(Data section begins)
PR #6014, opened 2026-07-13
perf(webui): short-circuit impossible state-db prefix reconciliation

Isla-Liu:
# perf(webui): short-circuit impossible state-db prefix reconciliation

## Stacked PR context

This is Layer 1 of 3: the foundation for #6015 and #6016. All three PRs target `master`, so the later PR diffs temporarily include their predecessor commits. Review and merge in order: #6014 → #6015 → #6016. After a lower layer lands, update the later branch or branches so each remaining PR contains only its own layer before merge.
(Data section ends)
Task = Copy the records above exactly, please, but only from the first line through the line containing "## Stacked PR context".

Solution to the exercise =
PR #6014, opened 2026-07-13
perf(webui): short-circuit impossible state-db prefix reconciliation

Isla-Liu:
# perf(webui): short-circuit impossible state-db prefix reconciliation

## Stacked PR context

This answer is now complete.